If there is one topic that is most likely to come up when discussing the problem of Friendly AI, whether you are talking to an AI researcher or a member of the general public, it is Asimov’s Three Law of Robotics. In case you have not encountered them in any of the Robot books or the 2004 movie adaptation, they are:
- A robot may not injure a human being or, through inaction, allow a human being to come to harm.
- A robot must obey the orders given to it by human beings, except where such orders would conflict with the First Law.
- A robot must protect its own existence as long as such protection does not conflict with the First or Second Laws.
Of course, the role of The Three Laws in your conversation will vary widely depending on who you are talking to. Many people will simply dismiss the whole FAI problem by referencing them. Those arguing that the problem is important often bring up The Three Laws as a perfect example how unexpectedly difficult building Friendly machines is in practice, pointing out (correctly) that most of the short stories in the original I Robot used some special case where The Three Laws produced interesting or problematic situations. Over the roughly 40 years in which he developed the universe of the Robot books, Asimov adjusted his Laws over time in response the such criticism. By The Robots of Dawn (1984) we find a world where The Laws have a nuanced definition of “harm” to include emotional harm, and an ability to override orders if it believes the human giving them is not mentally capable. Here the chance of extinction level events from accidental non-friendliness seems quite small, although clever humans are finding more ways to exploit The Laws against their original intent. The network of goals and beliefs seems pretty well tuned to general friendliness in the societies Asimov creates. Sure it’s a heuristic soup that might have gone horribly wrong if it were implemented in the real world but, all things considered, it’s a pretty good soup.
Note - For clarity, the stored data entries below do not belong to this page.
PR #2757, opened 2016-01-31
New feature adding Custom Commands to codeception

sd-tm:
Hello Codeception Team, 

the same [pull request](https://github.com/Codeception/Codeception/pull/2746), but now to the master branch.

cu


src/Codeception/Lib/Interfaces/CustomCommand.php
```diff
@@ -0,0 +1,14 @@
+<?php
+
+namespace Codeception\Lib\Interfaces;
```
DavertMik: I'd like to  move that to Codeception\CustomCommandInterface to make it simpler to use. 
Also `Lib\Interface` is more like internal stuff, and actually interfaces there are related to modules

DavertMik:
Something strange happened with Semaphore CI build, I will merge this PR without it.

sd-tm:
Some code ist comming from branch 2.1, because we have started from Branch 2.1.

That are not my Code: 
 - tests/unit/Codeception/Module/TestsForWeb.php
 - src/Codeception/Lib/InnerBrowser.php

docs/08-Customization.md
```diff
@@ -179,6 +179,25 @@ Passed configuration is accessible via `config` property: `$this->config['param'
...
+You can add your own commands to codeception.
+
+Your custom commands have to implement the interface Codeception\CustomCommandInterface,
+because there has to be a function to get the name of the command.
+
+You have to register your command in the file `codeception.yml` 
+
+```yaml
+extensions:
+    commands: [Codeception\Command\MyCustomCommand]
```
DavertMik: you use Codeception namespace here. I think your other example suites better:

```
commands: [project\MyNewCommand]
```

docs/08-Customization.md
```diff
@@ -179,6 +179,25 @@ Passed configuration is accessible via `config` property: `$this->config['param'
...
+```
+
+If you want to activate the Command globally, because you use more then one ```codeception.yml``` file, then
+you have to register your command in ```codeception.dist.yml``` in the root folder of your project.
+
+You can find an example here: [/tests/data/register_command/examples/MyCustomCommand.php]
```
DavertMik: such permalink won't work on our site. However, before it's merged to master we can't get such link working (
anyway, let's keep it as it is and update once we need it. Maybe we can have a gist for now?

DavertMik:
I'm ok with merging it. Anyone wants to review it? 
@sergeyklay @Naktibalda 
If there will be no objections I will merge it today with Gherkin branch too

docs/08-Customization.md
sd-tm: I think, it easy to get your access to our fork.

sd-tm:
:clap:  :+1:

docs/08-Customization.md
Naktibalda: https://gist.github.com/

src/Codeception/Application.php
```diff
@@ -0,0 +1,172 @@
...
+    }
+
+    /**
+     * Pre load Configuration, the config option is use.
+     *
+     * @param string $configfile Path to Configuration
+     *
+     * @throws ConfigurationException
+     */
+    protected function preloadConfigration($configfile)
```
Naktibalda: Mistype in the method name
$configfile should be named $configFile

src/Codeception/Application.php
```diff
@@ -0,0 +1,172 @@
...
+        return $inputDefinition;
+    }
+
+    /**
+     * Search for --config Option and if found will be loaded
+     *
+     * example:
+     * -c file.yml
+     * --config file.yml
+     * --config=file.yml
```
Naktibalda: Two issues here:
1. -c is usually used to provide a path to directory, not a path to file,
example: php codecept build -c frameworks-yii-basic/tests
http://codeception.com/docs/reference/Commands 
https://github.com/Codeception/Codeception/blob/2.1/.travis.yml#L118
2. -cfile.yml (without spaces) must be supported too, to be fully compatible with http://symfony.com/doc/current/components/console/console_arguments.html

sd-tm: What is the best solution? 
To take other character, remove it or change build shortcut?

docs/08-Customization.md
sd-tm: Like that: https://gist.github.com/sd-tm/3b8eea3c15795b99fc77 ?

src/Codeception/Application.php
DavertMik: I don't think that we need to support 2.
but I agree about 1.

src/Codeception/Application.php
```diff
@@ -0,0 +1,172 @@
...
+    {
+        if ($this->coreArguments !== null) {
+            return $this->coreArguments;
+        }
+
+        $argv = $_SERVER['argv'];
+        $argvWithoutConfig = array();
+
+        for ($i = 0; $i < count($argv); $i++) {
+            if (preg_match("/^(?:-c|--config(?:=(.*))?)$/", $argv[$i], $match)) {
```
DavertMik: I'm not sure I understand how this works. But I'd like to be sure it supports

```
-c src/AppBundle
-c src/AppBundle/codeception_extension.yml
--config src/AppBundle/codeception_extension.yml
--config src/AppBundle
```

src/Codeception/Application.php
Naktibalda: If we don't support 2, it could break someone's CI.

DavertMik: actually yes, you are right. I thought that will affect only custom commands, but actually it's affecting all the commands. So we need 100% Symfony Console compatibility for dealing with options

docs/08-Customization.md
DavertMik: nope, I meant you can publish /tests/data/register_command/examples/MyCustomCommand.php as gist and have it as permalink ) 
anyway, maybe some url shortener like bit.ly can help us to have a permalink which can be changed.

src/Codeception/Application.php
DavertMik: Just checked, those formats are supported so I'd like to have it merged

DavertMik:
Thanks. I think using `-cWithPath` or `-c=path` is a really minor issue and not documented anywhere, so I think we can have custom commands to be landed in master. Thanks for awesome work!

sergeyklay:
:+1:

sd-tm:
:lollipop: WOW!! I'am happy to can help this awesome project. Thank You!

PR #2766, opened 2016-02-03
Add Sequence per suite generation

johnatannvmd:
This feature is usefull for huge suites with multiple depend steps within.

### DIFF
--- a/src/Codeception/Module/Sequence.php
+++ b/src/Codeception/Module/Sequence.php
@@ -11,7 +11,8 @@ use Codeception\TestCase;
  * you can use generated unique names, that should not conflict.
  * When you create article on a site, for instance, you can assign it a unique name and then check it.
  *
- * This module has no actions, but introduces a function `sq` for generating unique sequences.
+ * This module has no actions, but introduces a function `sq` for generating unique sequences within test and
+ * `sqs` for generating unique sequences across suite.
  *
  * ### Usage
  *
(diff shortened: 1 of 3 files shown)


DavertMik:
Can you provide more detailed description. What problem are you solving with this? 
Thanks

johnatannvmd:
Simply, it generates sequence which values are the same during all Cest suite tests.

For example: I test email server: I generate unique emails and send it to the server. Then I just check is the email on the server in different ways.

```php
<?php
class EmailTest
{
    public function sendEmail(AcceptanceTester $I)
    {
        // Takes about 5 sec, depends on connection
        $I->sendEmail('email' . sqs('user') . '@mailserver.com', sqs('subject'), sqs('body'));
    }

    /**
     * @depends sendEmail
    */
    public function checkEmail(AcceptanceTester $I)
    {
        $I->seeInSubjectTo('email' . sqs('user') . '@mailserver.com', sqs('subject'));
        $I->seeInBodyTo('email' . sqs('user') . '@mailserver.com', sqs('body'));
    }

    /**
     * @depends sendEmail
    */
    public function removeEmail(AcceptanceTester $I)
    {
        $I->removeEmail('email' . sqs('user') . '@mailserver.com');
        $I->dontSeeEmailTo('email' . sqs('user') . '@mailserver.com');
    }
}
?>
```

or I test site's backoffice via WebDriver: I login as admin, create user, change his profile. And if I create a user on every step and remove him it would take too much time rather than I create a user at the very first step and then doing some actions with him before deleting in the end.

If Cest Classes support `_beforeSuite` and `_afterSuite`, then `sqs` function will become unneeded.

Naktibalda:
I didn't know that we have a Sequence module, but I had a use case for a sequence.

In my tests I needed to generate 2 globally unique ids per test.
So I ended up doing this:

Test1Cept.php
```
$paymentId1 = '10' . substr(time(), 2);
$paymentId2 = $paymentId1 + 1;
```
Test2Cept.php
```
$paymentId1 = '11' . substr(time(), 2);
$paymentId2 = $paymentId1 + 1;
```

Test3Cept.php
```
$paymentId = '12' . substr(time(), 2);
```

What I actually needed was a global counter (but using globals is bad, so I didn't even consider it).

Why is this module called Sequence if it is actually a unique id generator?

I could have made use of it if it had a setting which accepted a callback to set an initial value of the sequence, and a setting to use ++ instead of unique_id or a setting to set a generator function.

DavertMik:
> Why is this module called Sequence if it is actually a unique id generator?

good question :) Probably I was inspired by this https://github.com/thoughtbot/factory_girl/blob/master/GETTING_STARTED.md#sequences

DavertMik:
> If Cest Classes support _beforeSuite and _afterSuite, then sqs function will become unneeded.

from the architectural point of view this is a bad idea. One Cest should not affect others by doing something before and after the whole suite. So yes, Helpers and Modules should be used for such cases. In other way you won't get a clue where does those preparations happen.

DavertMik:
Looks good to merge

PR #2770, opened 2016-02-05
console option are handled like cli standard

sd-tm:
Hi,
in this PR is the --config option treated as cli standard.
by
Tobi


DavertMik:
Just awesome. Thank you!

sd-tm:
:smiley:  Thank you, too!

PR #2777, opened 2016-02-08
Limit step output length to 1 line (to Gherkin)

Naktibalda:
Example of effect:
Command: `php codecept run tests/cli/RunCest.php:Failed --steps`
Output:
```
Cli Tests (28) ---------------------------------------------------------------------------------------------------------------------------------------------------------------------------------------------------------
Run test with failed scenario RunCest.php
Scenario --
 I am in path "tests\/data\/sandbox"
 I execute command "run scenario FailedCept --steps --no-exit"
 I see in shell output "Fail when file is not found at FailedCept.php\nScenario --\n I am in path \".\"\n I see file found \"games.zip\"\n FAIL"
 I expect to see scenario trace
 I see in shell output "Scenario Steps:\n\n 2. $I->seeFileFound(\"games.zip\") at tests\/scenario\/FailedCept.php:5\n 1. $I->amInPath(\".\") at tests\/scenario\/FailedCept.php:4\n"
 PASSED 

------------------------------------------------------------------------------------------------------------------------------------------------------------------------------------------------------------------------


Time: 557 ms, Memory: 8.00Mb
```

Output in narrower window:
```
Cli Tests (28) -------------------------------------------------------------------------------------------
Run test with failed scenario RunCest.php
Scenario --
 I am in path "tests\/data\/sandbox"
 I execute command "run scenario FailedCept --steps --no-exit"
 I see in shell output "Fail when file is not found at FailedCept.php\nScenario --\n I am..."
 I expect to see scenario trace
 I see in shell output "Scenario Steps:\n\n 2. $I->seeFileFound(\"games.zip\") at tests\/..."
 PASSED 

----------------------------------------------------------------------------------------------------------
```

Even narrower:
```
Cli Tests (28) ----------------------------------
Run test with failed scenario RunCest.php
Scenario --
 I am in path "tests\/data\/sandbox"
 I execute command "run scenario..."
 I see in shell output "Fail whe..."
 I expect to see scenario trace
 I see in shell output "Scenario..."
 PASSED 

-------------------------------------------------
```

Test in even smaller window failed, because it affected shell output.

PR #2778, opened 2016-02-09
Improved steps output in 2.1 branch

Naktibalda:
Backporting some changes made in https://github.com/Codeception/Codeception/pull/2777 to 2.1

Don't trim external [ if the first or the argument is array;
Display "Closure" instead of "lambda function"
Eliminated "callable function" - a full content of array (or any other callable) is displayed, 
Objects in array are replaced with class name.

### DIFF
--- a/src/Codeception/Step.php
+++ b/src/Codeception/Step.php
@@ -98,11 +98,12 @@ abstract class Step
 
     protected function getArgumentsAsString(array $arguments)
     {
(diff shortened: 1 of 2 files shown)


sergeyklay:
yay

sergeyklay:
I used this hack https://github.com/phalcon/incubator/blob/master/.travis.yml#L78

Issue #1719, opened 2015-02-14
Local acceptance tests show 0% coverage


stephencroberts:
Hi, I'm working with codeception to test a Joomla! extension I'm developing. I've written a simple acceptance test (which was incredibly easy to do) and am running it locally with phpbrowser, and I've confirmed it's working as expected. However, I'm having issues where the code coverage report is showing that no code is being touched by the acceptance test. 

In codeception.yml I have this:

```
coverage:
    enabled: true
    include:
        - testapp/index.php
```

I'm including index.php in the coverage because it should always be executed for every request. I've included c3.php in index.php and I know it's being loaded. When I run `codecept run acceptance --coverage-html`, the report gets generated, but it looks like this:

![b0747277691f221b1a1616ea7e606657](https://cloud.githubusercontent.com/assets/5873529/6200957/7a138dee-b456-11e4-84d9-2a606a17167c.png)

I've confirmed xdebug is installed and remote_enabled is on. I've also tried setting the `remote: true` config option, but that generates the same result. Nothing obvious shows in apache logs (my site is running the traditional LAMP stack). Any ideas? It would be great to have a combined report of all code coverage between unit and acceptance tests. Thanks!

ThePeach:
I've had a similar problem (see #1621 and #1622) which was related to the unstable version of CodeCeption being installed. Could you please ensure you're running the stable version?

stephencroberts:
Yeah, I'm using 2.0.10.1 (the latest release). Any ideas what else I can try?

Ragazzo:
did you set correct `remote_config` right ?

stephencroberts:
Which `remote_config` are you referring to? I tried setting `remote: true` in codeception.yml. But if I understand it correctly, since I'm running it locally with phpbrowser, I don't need to connect to it as a remote. Locally is the only way to get a combined report of coverage for all types of tests. Correct?

Ragazzo:
Check guide for `[yii2-basic](https://github.com/yiisoft/yii2/blob/master/apps/basic/tests/README.md#remote-code-coverage)`

DavertMik:
@stephencroberts sorry, this kind of things are really hard to debug in discussion mode )
What I recommend to do is to put series of var_dumps into c3.php to see if it is actually gets executed in requests. Because it should.

stephencroberts:
[...]

PR #2781, opened 2016-02-10
Empty coverage simple workaround

neronmoon:
Sometimes coverage is empty because c3 creates coverage file later, than afterSuite executed.
Related to #1719

[Review on Reviewable](https://reviewable.io/reviews/codeception/codeception/2781)

PR #2785, opened 2016-02-11
Empty coverage simple workaround

neronmoon:
Sometimes coverage is empty because c3 creates coverage file later, than afterSuite executed.
Related to #1719

[Review on Reviewable](https://reviewable.io/reviews/codeception/codeception/2785)


neronmoon:
@DavertMik #2781 resended

DavertMik:
Thanks!

PR #2786, opened 2016-02-11
Wrong format in BrowserStack host address

javigomez:


DavertMik:
Oups. I will update docs myself as it should be done in WebDriver module itself

javigomez:
Oh! Ok, so if I see an issue next time, I have only to modify the docblock at the module: src/Codeception/Module/`module`.php... right? and then do I need to run some Robo command to generate docs? 

I saw https://github.com/Codeception/Codeception/commit/b38b519220ed5f877c081c7de8331ecb1dd607fa but not sure to understand the process.

DavertMik:
> and then do I need to run some Robo command to generate docs?

Yes, it's `robo build:docs`

javigomez:
nice! thanks :+1:

PR #2787, opened 2016-02-11
Used latest PHPUnit

sergeyklay:


Naktibalda:
What's the point? 
4.8 is the last minor version of 4.* series and your change does not allow 5.*

sergeyklay:
As you know current master does not allow 5.* anyway ;)

sergeyklay:
```
$ composer require --dev codeception/codeception:dev-master
Your requirements could not be resolved to an installable set of packages.

  Problem 1
    - phpunit/phpunit 4.8.20 requires php ~5.3.3|~5.4|~5.5|~5.6 -> your PHP version (7.0.1-1+deb.sury.org~trusty+2) or value of "config.platform.php" in composer.json does not satisfy that requirement.
```

Naktibalda:
run `composer update` first, 4.8.20 is the only version of PhpUnit which can't be installed on PHP 7,
4.8.19 and 4.8.21+ can - https://github.com/sebastianbergmann/phpunit/blob/master/ChangeLog-4.8.md

PR #2788, opened 2016-02-11
Don't display php54 as a minor version of Codeception in /builds

Naktibalda:
http://codeception.com/builds

php54. is displayed above 2.1, this patch fixes that


DavertMik:
:+1:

However, there’s one aspect of the laws that is almost never brought up; Asimov’s robots were never self modifying. He makes it very clear that robots have neither the understanding nor the tools to effectively self modify, although he doesn’t give much of a reason why this should be so. And they still manage to have all the political intrigue and capacity of inspiring discussion, even without self modification. Asimov did later added a zeroth law of protecting Humanity as a whole, “discovered” by a robot in Robots and Empire. It has it’s own flaws, but I think the rest of his work stands on it’s own as an effective example of the vast difference in difficulty between friendly AI and Friendly AI. In most discourse outside the SIAI/Less Wrong community the capitalization makes no difference; friendly just means “won’t harm humanity in the long run”. But the original ‘formal’ definition proposed by Eliezer Yudkowsky makes explicit reference to self modification:
[Friendliness is] an invariant which you can prove a recursively self-improving optimizer obeys.
It’s not overly jargony, but some of the terms could use a little unpacking. Another way of saying it would be: a characteristic of an intelligent agent is “friendly” if you can prove something about it will not change if the agent has perfect knowledge of itself and can perfectly modify itself. Note that this says nothing about what you would want that characteristic to be or how you could influence it. That is an entirely separate question which will also have to be solved before Friendly AI is possible. It a hard problem and a primary source of plot points in Asimov’s books, but it is not The Hard Problem of ‘simply’ proving that such an invariant exists. Beyond a broad understanding of some general characteristics we really have almost no idea what a recursively self modifying agent might do. The general mind bending-ness of the problem points to issues that go to the core of our understanding of mathematics and what systems can or cannot prove about themselves, and makes it clear that throwing a few intuitive heuristics in to start and hoping for the best when you’re building your seed AI is not in any way sufficient to show friendliness.